LPG production at Jamshoro plant hits snag

Extension of contract between JJVL, SSGC pending before Law Division


Our Correspondent March 11, 2021
Zero duty and taxes on import of machinery and equipment for the installation of new LPG production plants/facilities have been proposed. PHOTO: FILE

ISLAMABAD:

Liquefied petroleum gas (LPG) production by Jamshoro Joint Venture Limited (JJVL) has hit a snag, pushing the country towards more imports.

Legal opinion on extension in a contract between JJVL and Sui Southern Gas Company (SSGC) has been pending before the Law Division since August 21, 2020.

On a proposal of the Petroleum Division, the Economic Coordination Committee (ECC) took up JJVL’s expired agreement with SSGC in its meeting on August 21, 2020, and gave, in principle, approval for the resumption of LPG/ natural gas liquid (NGL) production by the JJVL plant under proposed conditions subject to endorsement by the Attorney General of Pakistan. Sources in the Petroleum Division said that the division had not received any opinion from the Law Division and the extension in contract was still pending.

The LPG/NGL production facility near Hyderabad was operating under an agreement approved by the Supreme Court. The agreement was up to June 20, 2020 and was extendable with mutual consent of the parties concerned.

JJVL stated that SSGC did not extend the agreement and as a result daily production of about 400 tons of LPG and 120 tons of NGL went offline and it had to be substituted with imports.

The reason SSGC provided for not extending the agreement was that it was not profitable for the gas utility.

Separately, on orders of the Supreme Court of Pakistan, AF Ferguson and Company (AFFCO) was appointed to determine an equitable revenue-sharing formula for SSGC and JJVL. AFFCO has submitted its report to the Supreme Court and independently assessed that the arrangement between JJVL and SSGC is profitable for SSGC, and thus is in the public interest, JJVL stated.
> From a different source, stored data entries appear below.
PR #390, opened 2020-08-29
Fix memory leak on finalize, free term->lines

blahgeek:


Sbozzolo:
Thanks! Sorry for the long delay with this one-liner.

PR #392, opened 2020-08-30
add vterm_cmd examples for fish shell to README.md

emacsomancer:
- add vterm_cmd examples for fish shell to README.md
- also, change following line to make the transition clearer


Sbozzolo:
Thanks!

JJVL pointed out that on the issue of petroleum development levy (PDL) payment, gas supply had not been resumed. The PDL issue is pending before the Lahore High Court and the court has ordered that no coercive action shall be taken, it said.

JJVL was of the view that the substitution of domestic production with costly LPG imports would cost the country over $40 million in foreign exchange annually. “It will also affect over $12 million worth of NGL exports.”
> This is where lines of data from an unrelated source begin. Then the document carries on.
PR #395, opened 2020-09-07
Only modify the prompt if the shell is in vterm

fapdash:
Without this check the config messed up the prompt in the GNOME terminal.

### DIFF
--- a/etc/emacs-vterm-bash.sh
+++ b/etc/emacs-vterm-bash.sh
@@ -53,4 +53,6 @@ PROMPT_COMMAND='echo -ne "\033]0;\h:\w\007"'
 vterm_prompt_end(){
     vterm_printf "51;A$(whoami)@$(hostname):$(pwd)"
 }
-PS1=$PS1'\[$(vterm_prompt_end)\]'
+if [[ "$INSIDE_EMACS" = 'vterm' ]]; then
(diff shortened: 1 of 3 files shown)


Sbozzolo:
We have to find a way to propagate INSIDE_EMACS to ssh sessions, otherwise this will not work.

fapdash:
Can you please explain the problem a bit more? Once we're connected with a remote server via ssh then this terminal session runs with the config of the remote server anways, no?

Sbozzolo:
Yes, if I have these configs on my remote servers, they will not work if INSIDE_EMACS is not defined. So, if we want to modify the prompt (and add the other functions) only in vterm. We have to somehow make sure that INSIDE_EMACS is set to something also when we are ssh-ed somewhere.

fapdash:
Would this do the trick? https://superuser.com/a/702751

Sbozzolo:
Unfortunately, that solution relies on server-side configurations that often cannot be controlled by the user. A workaround would be to pass the information inside an `LC_*` variable, but this is not very satisfying. Some servers block these too. The only one that always go through is `TERM`, but changing it may lead to other problems.

Thaodan:
I think width-editor does this by inserting commands into the session. Another way would be start the shell on the remote with INSIDE_EMACS set.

JJVL said that downstream investment in the value chain had created about 5,000 jobs. Since 2005, JJVL said it has produced over 1.7 million tons of LPG and over 600,000 tons of NGL.
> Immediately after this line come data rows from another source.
PR #396, opened 2020-09-09
Fix unsettable vterm-keymap-exceptions

wyuenho:
`vterm-keymap-exceptions` is unsettable due to the `:set` function is calling `vterm--exclude-keys` with a wrong number of arguments, and that it is using `set` instead of `set-default` so the values cannot be persisted. This PR fixes this issue, simplifies the implementation and did some code clean up.

### DIFF
--- a/README.md
+++ b/README.md
@@ -296,6 +296,16 @@ behavior can be achieved by using the universal prefix (ie, calling `C-u C-l`).
 
 Shell to run in a new vterm. It defaults to `$SHELL`.
 
+## `vterm-keymap-exceptions`
+
+All the keybindings `C-*`, `M-*` are sent to vterm (where `*` is any character),
+except those defined in the list `vterm-keymap-exceptions`. Some of the ones
+excluded by default are `C-x` or `M-x`, which are captured by Emacs instead.
+
+If you customize this variable, the change will be applied to all the new
+`vterm` sessions, so you may need to restart the ones that are currently
+running.
+
 ## `vterm-term-environment-variable`
 
 Value for the `TERM` environment variable. It defaults to `xterm-256color`. If
@@ -375,7 +385,8 @@ If you want a key to be sent to the terminal, bind it to `vterm--self-insert`,
 or remove it from `vterm-mode-map`. By default, `vterm.el` binds most of the
 `C-<char>` and `M-<char>` keys, `<f1>` through `<f12>` and some special keys
 like `<backspace>` and `<return>`. Sending a keyboard interrupt is bound to `C-c
-C-c`.
+C-c`.  You can customize the default keybindings to ignore by customizing
+`vterm-keymap-exceptions`.
 
 ## Fonts
 
--- a/README.md
+++ b/README.md
@@ -298,13 +298,18 @@ Shell to run in a new vterm. It defaults to `$SHELL`.
 
 ## `vterm-keymap-exceptions`
 
-All the keybindings `C-*`, `M-*` are sent to vterm (where `*` is any character),
-except those defined in the list `vterm-keymap-exceptions`. Some of the ones
-excluded by default are `C-x` or `M-x`, which are captured by Emacs instead.
+All the key bindings `C-*`, `M-*` are sent to vterm (where `*` is any
+character), except those defined in the list `vterm-keymap-exceptions`. Some of
+the ones excluded by default are `C-x` or `M-x`, which are captured by Emacs
+instead.
 
 If you customize this variable, the change will be applied to all the new
 `vterm` sessions, so you may need to restart the ones that are currently
 running.
+
+Please note that if you bind keys to `vterm-mode-map` before a `vterm` session
+is launched, your key bindings overrides the same bindings in
+`vterm-keymap-exceptions`.
 
 ## `vterm-term-environment-variable`
 
@@ -381,12 +386,12 @@ avoid this question and always compile the module, set
 
 ## Keybindings
 
-If you want a key to be sent to the terminal, bind it to `vterm--self-insert`,
-or remove it from `vterm-mode-map`. By default, `vterm.el` binds most of the
-`C-<char>` and `M-<char>` keys, `<f1>` through `<f12>` and some special keys
-like `<backspace>` and `<return>`. Sending a keyboard interrupt is bound to `C-c
-C-c`.  You can customize the default keybindings to ignore by customizing
-`vterm-keymap-exceptions`.
+If you want a key to be sent to the terminal, bind it to `vterm--self-insert`, ,
+remove it from or rebind it in `vterm-mode-map`. By default, `vterm.el` binds
+most of the `C-<char>` and `M-<char>` keys, `<f1>` through `<f12>` and some
+special keys like `<backspace>` and `<return>`. Sending a keyboard interrupt is
+bound to `C-c C-c`.  You can customize the default keybindings to ignore by
+customizing `vterm-keymap-exceptions`.
 
 ## Fonts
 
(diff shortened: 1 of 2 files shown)


wyuenho:
@Sbozzolo mind taking a look at this?

Sbozzolo:
Thanks for your contribution. 

I am sorry I am a little slow at processing issues and PR as of lately (due to my work). 

I will try to have this merged before or during the weekend.

Thanks for your patience.

Sbozzolo:
What is the problem with fixing the setter?
You removed it completely, so if a user customizes `vterm-keymap-exceptions`, they will have to reload `vterm.el` (ie, restart emacs), to see the effects of the change. 

(Thanks for the code cleanup!)

wyuenho:
//  they will have to reload vterm.el (ie, restart emacs), to see the effects of the change.

No you only have to turn off and on `vterm-mode`. This is very much necessary to avoid the mutual dependency in the definition of `vterm-mode-map` and `vterm-keymap-exceptions`. Conceivably we can still dynamically set the mode map in a set function, but that introduces other complexities such as having to diff the set of bindings to remove from the map and the set to add. The existing code just will not do regardless. Let's just keep it simple.

Sbozzolo:
> No you only have to turn off and on vterm-mode.

Ah yes, you are right. I also see what you say about having to diff the old map and the new one.

Okay, I like your approach. Once I have the time to go through the code in more detail, I will merge the PR.

Sbozzolo:
Looks good to me. :)

Two comments to improve your contribution (and to go beyond that!):
1. Can you please add a small section in the README to document this customization? 
2. Can you add a comment in the code to briefly describe how we bind keys and how we exclude the exceptions?
    While the code is clear, the different pieces are scattered around the file, so it would nice to have somewhere 
    (maybe around the definition of `vterm-keymap-exceptions`) a general overview.

Thank you very much!

wyuenho:
Done

Sbozzolo:
I force-pushed to your branch with more comprehensive docs.

However, I noticed a problem. If one assigns one of the keys in `vterm-keymap-exception` to a personal command, the code will cancel that customization (the cl-loop inside the define derived-mode will reset the binding to nil).

You can try with this: `(define-key vterm-mode-map (kbd "C-l") #'(lambda () (interactive) (message "HI")))`

wyuenho:
If you define a personal keybinding and tell vterm to ignore it at the same time, one must win out, they can't be simultaneously true. Either don't define that personal key binding or don't ignore it. It's very simple.

Sbozzolo:
The way I think about `vterm-keymap-exceptions` is "keys that are not to be sent to the terminal". With this mindset, it makes sense to have it among the exceptions, but also assign it to a command. And it is not that `vterm-keymap-exceptions` are plainly ignored. For example, `M-y` is in the exceptions, but it is also bound to a `vterm` command.

I think we should allow users to customize keys in `vterm-keymap-exceptions`.

wyuenho:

In 2003, SSGC awarded rights for the extraction of LPG and NGL from the Badin gas field through a tender and by signing an implementation agreement with JJVL. The agreement expired on June 20, 2020.

The JJVL plant has been closed since then, resulting in reduction of LPG production by about 250 tons per day.

On June 20, 2020, SSGC conveyed to the Petroleum Division the decision of its board of directors to not extend the agreement, after extensive deliberations on technical, commercial and legal aspects.

The arrangement between SSGC and JJVL is a commercial agreement and the board is fully empowered under the law to decide the affairs in the best interest of SSGC, it said.

Published in The Express Tribune, March 11th, 2021.